Вернувшись из поездки, он разыскал
автора «Молитвы» и передал ей фотографию: празднующие победу палестинские
варвары «с корнем» вырвали из композиции Юлино цветущее дерево, воткнув в
«костюм» из металла (куда только можно) палестинские флаги.
Теперь это — совершенно другое «произведение»: политизированная концептуальная
инсталляция, демонстрирующая варварство, полное невежество, не признающее
культурные ценности, отсутствие духовности.
Из поднебесья скульптура опустилась
на землю, которая теперь никому не нужна. А если и нужна — только как плацдарм
для подготовки к новым и новым терактам против Израиля и его граждан.
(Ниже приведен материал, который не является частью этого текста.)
PR #1761, opened 2020-09-30
Fix the resource naming for known terms

vagababov:
It's been a longterm pet peeve of mine that we don't name test functions TestAutoTLS etc, because this
function will mutilate the names in to t-l-s, etc.
So collect a list of well known names and catch them separately.

This is not superperformant, some trie would do this job better, but since
this is test name generation, I'll let it slide :-D

/assign @tcnghia mattmoor


tcnghia (approved):
/lgtm

PR #1767, opened 2020-10-02
Delay start of informers in sharedmain

zhongduo:
The EnableInjectionOrDie starts informers immedidately in a go
routine, which changes the order of informer start and controller
setup. As a result setting resync period to informer handler will
be ignored as the informer is already started. Though this will
likely affect more components, changing the EnableInjectionOrDie
function will break the API, so this is a temporary solution to
fix all the controllers depending on sharedmain.

This is a temporary solution to #1757 . We might change it to
use whatever solution #1757 will result in, but for now this can be
an easy fix for controllers depending on sharedmain.

### DIFF
--- a/injection/sharedmain/main.go
+++ b/injection/sharedmain/main.go
@@ -225,7 +225,16 @@ func MainWithConfig(ctx context.Context, component string, cfg *rest.Config, cto
 		cfg.Burst = len(ctors) * rest.DefaultBurst
 	}
 
-	ctx = EnableInjectionOrDie(ctx, cfg)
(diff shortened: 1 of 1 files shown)


n3wscott:
/lgtm
/approve

We can follow up next week with a fix to enable injection.

zhongduo:
> We can follow up next week with a fix to enable injection.

Hi @n3wscott I am not sure about the process, but my original plan is to update my go.mod and regenerate the vendor directory. Are you saying that all the knative shared libraries, like this `pkg` repo, is normally updated from the upstream?

PR #1768, opened 2020-10-02
Fail louder when bad context given to injection

Cynocracy:
This uses the presence of the config key to determine whether
this is an injection context, and if it is not, the panic
message includes a notice about injection context behavior.

### DIFF
--- a/codegen/cmd/injection-gen/generators/client.go
+++ b/codegen/cmd/injection-gen/generators/client.go
@@ -98,8 +98,13 @@ func withClient(ctx {{.contextContext|raw}}, cfg *{{.restConfig|raw}}) context.C
 func Get(ctx {{.contextContext|raw}}) {{.clientSetInterface|raw}} {
 	untyped := ctx.Value(Key{})
 	if untyped == nil {
-		{{.loggingFromContext|raw}}(ctx).Panic(
-			"Unable to fetch {{.clientSetInterface}} from context.")
+		if injection.GetConfig(ctx) == nil {
+		    {{.loggingFromContext|raw}}(ctx).Panic(
+		    	    "Unable to fetch {{.clientSetInterface}} from context. This context is not the application context (which is typically given to constructors via sharedmain).")
+		} else {
+		    {{.loggingFromContext|raw}}(ctx).Panic(
+		    	    "Unable to fetch {{.clientSetInterface}} from context.")
+		}
 	}
 	return untyped.({{.clientSetInterface|raw}})
 }
--- a/client/injection/apiextensions/client/client.go
+++ b/client/injection/apiextensions/client/client.go
@@ -42,8 +42,13 @@ func withClient(ctx context.Context, cfg *rest.Config) context.Context {
 func Get(ctx context.Context) clientset.Interface {
 	untyped := ctx.Value(Key{})
 	if untyped == nil {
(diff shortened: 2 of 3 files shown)


codegen/cmd/injection-gen/generators/client.go
```diff
@@ -98,8 +98,13 @@ func withClient(ctx {{.contextContext|raw}}, cfg *{{.restConfig|raw}}) context.C
 func Get(ctx {{.contextContext|raw}}) {{.clientSetInterface|raw}} {
 	untyped := ctx.Value(Key{})
 	if untyped == nil {
-		{{.loggingFromContext|raw}}(ctx).Panic(
-			"Unable to fetch {{.clientSetInterface}} from context.")
+		if injection.GetConfig(ctx) == nil {
+		    {{.loggingFromContext|raw}}(ctx).Panic(
+		    	    "Unable to fetch {{.clientSetInterface}} from context. This context is not the injection context. Only controllers can inject clients.")
```
n3wscott, line 103: `"Only controllers can inject clients."` is not quite true, it is constructors called from the sharedmain injection enabled thread or something like that.

I make these calls too from just main threads.

Cynocracy: mm, ok. "Only the application context (given to controllers via sharedmain)"?

codegen/cmd/injection-gen/generators/client.go
```diff
@@ -98,8 +98,13 @@ func withClient(ctx {{.contextContext|raw}}, cfg *{{.restConfig|raw}}) context.C
 func Get(ctx {{.contextContext|raw}}) {{.clientSetInterface|raw}} {
 	untyped := ctx.Value(Key{})
 	if untyped == nil {
-		{{.loggingFromContext|raw}}(ctx).Panic(
-			"Unable to fetch {{.clientSetInterface}} from context.")
+		if injection.GetConfig(ctx) == nil {
```
n3wscott, line 101: did this method already exist?

Cynocracy: Yup, I'm just reusing the rest config key

codegen/cmd/injection-gen/generators/client.go
n3wscott: given to "constructors", they can be anything, also you can hack it and register a fake informer and grab a client)

codegen/cmd/injection-gen/generators/client.go
n3wscott: cool!

codegen/cmd/injection-gen/generators/client.go
```diff
@@ -98,8 +98,13 @@ func withClient(ctx {{.contextContext|raw}}, cfg *{{.restConfig|raw}}) context.C
...
+		    {{.loggingFromContext|raw}}(ctx).Panic(
+		    	    "Unable to fetch {{.clientSetInterface}} from context. This context is not the application context (which is typically given to controllers via sharedmain).")
```
n3wscott, line 103: controllers -> constructors and I am gtg

Cynocracy:
ah right. codegen.

n3wscott (commented):
/lgtm
/approve

markusthoemmes (approved):
/lgtm
/approve

Issue #1358, opened 2020-05-26
Add fuzzer to the tests of pkg.Status.Conversion


vagababov:
We added a field and then didn't add conversion and that broke downstream.

So we need to add fuzzers that will ensure this doesn't happen.

/cc @dprotaso @mattmoor

vaikas:
I think #1770 fixed this? @vagababov ok to close?

PR #1770, opened 2020-10-05
add fuzzers

vaikas:


dprotaso (changes requested):
I don't think you need to register a custom fuzzer if you're not doing anything special

So I think you can drop most FuzzerFuncs in this PR

vaikas:
Thanks @dprotaso and also for mentioning the status, I'll do that as well then, wasn't aware of the open issue.

vaikas:
Fixes: #1358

Новая работа Юли Сегаль — макет памятника жертвам террора — посвящена художнику
Мордехаю Липкину, который погиб весной 1993-го года. На дороге, когда он в своей
машине возвращался домой, его застрелил террорист-палестинец. И — композитору
Аарону Гурову. Застреленному палестинским террористом на той же дороге, на
израильской земле — в канун праздника Пурим 2002-го.
Мордехаю в момент гибели было 39 лет, Аарону — 46. Их объединяла искренняя и
беззаветная любовь к Эрец Исраэль и к своему народу. Оба они, приехав в Израиль,
осуществили мечту — жить на своей, израильской земле.
Оба поселились в иешувах.
Мордехай — в Тэкоа, Аарон — в Нокдим…
В макете мемориала их «посох», на который они опирались при жизни — «расцвел».
Как посох Аарона в известной истории из Торы о бунте Кораха. Расцвел,
олицетворяя надежды нашего народа. Напоминая о том, в Чьих «руках» наши судьбы…
Скульптор Юлия Сегаль приехала в Израиль из Москвы в 1994 году. Известным,
состоявшимся скульптором.
Некоторые ее работы остались в Русском музее
(Санкт-Петербург) и в Третьяковской галерее (Москва), часть — «рассеяна» по миру
и живет в частных коллекциях.
Она сделала эскиз и макет мемориала — безвозмездно, на собственные средства.